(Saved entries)
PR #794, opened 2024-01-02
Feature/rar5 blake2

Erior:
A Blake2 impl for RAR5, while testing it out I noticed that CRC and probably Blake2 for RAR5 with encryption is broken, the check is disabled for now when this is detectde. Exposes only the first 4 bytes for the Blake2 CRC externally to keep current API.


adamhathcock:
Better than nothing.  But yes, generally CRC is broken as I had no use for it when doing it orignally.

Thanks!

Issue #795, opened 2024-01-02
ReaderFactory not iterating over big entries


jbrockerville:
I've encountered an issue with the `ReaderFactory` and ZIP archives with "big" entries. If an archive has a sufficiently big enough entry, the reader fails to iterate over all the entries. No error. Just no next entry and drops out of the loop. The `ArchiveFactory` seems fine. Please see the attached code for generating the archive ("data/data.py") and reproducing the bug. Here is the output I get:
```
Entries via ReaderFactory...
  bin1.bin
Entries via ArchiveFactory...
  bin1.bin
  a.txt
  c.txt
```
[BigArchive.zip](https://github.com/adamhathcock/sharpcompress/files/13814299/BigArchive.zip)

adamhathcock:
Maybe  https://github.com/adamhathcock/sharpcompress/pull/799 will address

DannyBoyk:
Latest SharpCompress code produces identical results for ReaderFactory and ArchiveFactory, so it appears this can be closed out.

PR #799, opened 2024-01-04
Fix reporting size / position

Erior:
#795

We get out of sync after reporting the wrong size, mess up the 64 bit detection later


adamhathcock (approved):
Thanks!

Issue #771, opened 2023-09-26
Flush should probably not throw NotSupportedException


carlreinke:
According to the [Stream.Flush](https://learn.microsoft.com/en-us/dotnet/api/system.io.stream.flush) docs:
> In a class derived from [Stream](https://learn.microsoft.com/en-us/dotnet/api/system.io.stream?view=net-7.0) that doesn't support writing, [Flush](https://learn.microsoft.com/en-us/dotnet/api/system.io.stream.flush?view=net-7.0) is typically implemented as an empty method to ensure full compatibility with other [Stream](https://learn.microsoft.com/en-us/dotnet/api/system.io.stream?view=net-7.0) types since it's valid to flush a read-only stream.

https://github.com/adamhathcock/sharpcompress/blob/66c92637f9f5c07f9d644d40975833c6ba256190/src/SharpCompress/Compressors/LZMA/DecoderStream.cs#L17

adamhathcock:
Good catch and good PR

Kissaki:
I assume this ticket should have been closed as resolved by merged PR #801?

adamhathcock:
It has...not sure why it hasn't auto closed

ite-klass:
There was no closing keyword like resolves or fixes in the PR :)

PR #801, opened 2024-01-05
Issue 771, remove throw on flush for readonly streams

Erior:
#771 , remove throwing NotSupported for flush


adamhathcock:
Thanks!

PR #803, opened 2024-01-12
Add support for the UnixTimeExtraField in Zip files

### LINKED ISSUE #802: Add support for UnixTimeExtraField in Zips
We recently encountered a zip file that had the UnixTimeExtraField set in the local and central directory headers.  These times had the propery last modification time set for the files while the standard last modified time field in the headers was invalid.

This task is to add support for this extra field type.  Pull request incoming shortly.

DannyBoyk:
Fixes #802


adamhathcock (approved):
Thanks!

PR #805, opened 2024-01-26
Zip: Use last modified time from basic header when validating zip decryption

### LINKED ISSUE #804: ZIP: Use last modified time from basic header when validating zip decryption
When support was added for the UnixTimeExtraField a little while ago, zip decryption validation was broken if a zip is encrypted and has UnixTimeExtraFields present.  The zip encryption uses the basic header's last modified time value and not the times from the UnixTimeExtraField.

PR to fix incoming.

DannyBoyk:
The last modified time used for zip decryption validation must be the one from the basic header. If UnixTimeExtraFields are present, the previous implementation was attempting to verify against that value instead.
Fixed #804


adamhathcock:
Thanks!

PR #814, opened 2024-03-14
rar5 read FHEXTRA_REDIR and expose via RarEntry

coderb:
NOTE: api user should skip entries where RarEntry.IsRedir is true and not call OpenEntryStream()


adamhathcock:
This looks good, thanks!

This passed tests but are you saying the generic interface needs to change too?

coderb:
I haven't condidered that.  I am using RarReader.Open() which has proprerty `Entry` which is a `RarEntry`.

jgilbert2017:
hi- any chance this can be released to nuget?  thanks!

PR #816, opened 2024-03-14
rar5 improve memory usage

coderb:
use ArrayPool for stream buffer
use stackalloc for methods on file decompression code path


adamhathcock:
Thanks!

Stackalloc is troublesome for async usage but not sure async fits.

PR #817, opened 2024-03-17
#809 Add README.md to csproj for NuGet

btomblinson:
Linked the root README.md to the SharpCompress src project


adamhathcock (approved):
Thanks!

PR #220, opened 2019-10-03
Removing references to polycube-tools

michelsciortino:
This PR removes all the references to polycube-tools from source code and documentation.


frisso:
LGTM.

* * *

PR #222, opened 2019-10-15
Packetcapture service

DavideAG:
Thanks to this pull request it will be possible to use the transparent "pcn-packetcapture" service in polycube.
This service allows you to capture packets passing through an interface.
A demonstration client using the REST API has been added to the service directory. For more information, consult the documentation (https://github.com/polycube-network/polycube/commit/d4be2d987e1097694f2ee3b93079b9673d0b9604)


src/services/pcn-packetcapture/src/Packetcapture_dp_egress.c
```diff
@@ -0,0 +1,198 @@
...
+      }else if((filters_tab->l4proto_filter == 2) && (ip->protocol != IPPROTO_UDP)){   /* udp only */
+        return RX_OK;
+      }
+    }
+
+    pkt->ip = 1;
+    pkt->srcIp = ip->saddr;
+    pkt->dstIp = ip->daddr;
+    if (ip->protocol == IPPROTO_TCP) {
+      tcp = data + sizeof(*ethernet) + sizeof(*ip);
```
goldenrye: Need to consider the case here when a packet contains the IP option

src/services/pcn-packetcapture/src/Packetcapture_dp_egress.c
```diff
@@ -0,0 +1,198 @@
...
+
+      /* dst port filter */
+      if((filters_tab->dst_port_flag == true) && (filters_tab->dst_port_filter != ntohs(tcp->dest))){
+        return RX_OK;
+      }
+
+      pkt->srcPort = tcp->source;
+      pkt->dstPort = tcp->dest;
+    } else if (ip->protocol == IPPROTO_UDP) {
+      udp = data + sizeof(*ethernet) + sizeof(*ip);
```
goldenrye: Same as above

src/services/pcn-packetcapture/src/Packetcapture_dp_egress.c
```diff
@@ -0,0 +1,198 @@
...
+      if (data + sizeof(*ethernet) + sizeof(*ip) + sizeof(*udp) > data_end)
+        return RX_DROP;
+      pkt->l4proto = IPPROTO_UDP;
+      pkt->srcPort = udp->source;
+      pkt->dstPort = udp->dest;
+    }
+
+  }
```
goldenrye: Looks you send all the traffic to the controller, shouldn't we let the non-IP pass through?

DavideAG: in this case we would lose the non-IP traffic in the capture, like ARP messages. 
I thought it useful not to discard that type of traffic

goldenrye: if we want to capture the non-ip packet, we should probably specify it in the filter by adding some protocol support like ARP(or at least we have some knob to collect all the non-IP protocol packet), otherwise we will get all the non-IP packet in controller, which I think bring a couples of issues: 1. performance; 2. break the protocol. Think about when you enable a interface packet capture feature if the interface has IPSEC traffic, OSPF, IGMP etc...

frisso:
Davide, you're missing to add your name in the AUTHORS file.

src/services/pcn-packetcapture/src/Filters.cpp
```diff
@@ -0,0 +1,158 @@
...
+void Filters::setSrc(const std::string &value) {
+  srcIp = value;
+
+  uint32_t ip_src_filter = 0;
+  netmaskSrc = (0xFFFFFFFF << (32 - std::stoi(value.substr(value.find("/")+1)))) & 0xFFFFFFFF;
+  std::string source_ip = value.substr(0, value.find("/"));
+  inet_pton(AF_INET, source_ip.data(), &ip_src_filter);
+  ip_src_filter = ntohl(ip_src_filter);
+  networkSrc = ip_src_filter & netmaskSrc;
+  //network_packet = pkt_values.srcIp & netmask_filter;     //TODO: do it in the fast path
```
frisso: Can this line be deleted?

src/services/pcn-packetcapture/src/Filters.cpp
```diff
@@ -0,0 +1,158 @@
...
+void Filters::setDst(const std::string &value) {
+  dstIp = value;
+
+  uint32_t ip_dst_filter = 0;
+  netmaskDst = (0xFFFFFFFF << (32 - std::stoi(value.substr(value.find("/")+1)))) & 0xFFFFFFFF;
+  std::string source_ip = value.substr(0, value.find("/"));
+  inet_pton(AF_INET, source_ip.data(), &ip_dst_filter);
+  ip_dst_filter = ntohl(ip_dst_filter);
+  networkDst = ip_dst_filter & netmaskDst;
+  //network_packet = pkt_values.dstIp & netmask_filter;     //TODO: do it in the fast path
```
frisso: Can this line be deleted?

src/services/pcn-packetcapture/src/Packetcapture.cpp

Exercise directions:
Every line above with the word "learn" is to be copied out.

Your solution:
According to the [Stream.Flush](https://learn.microsoft.com/en-us/dotnet/api/system.io.stream.flush) docs:
> In a class derived from [Stream](https://learn.microsoft.com/en-us/dotnet/api/system.io.stream?view=net-7.0) that doesn't support writing, [Flush](https://learn.microsoft.com/en-us/dotnet/api/system.io.stream.flush?view=net-7.0) is typically implemented as an empty method to ensure full compatibility with other [Stream](https://learn.microsoft.com/en-us/dotnet/api/system.io.stream?view=net-7.0) types since it's valid to flush a read-only stream.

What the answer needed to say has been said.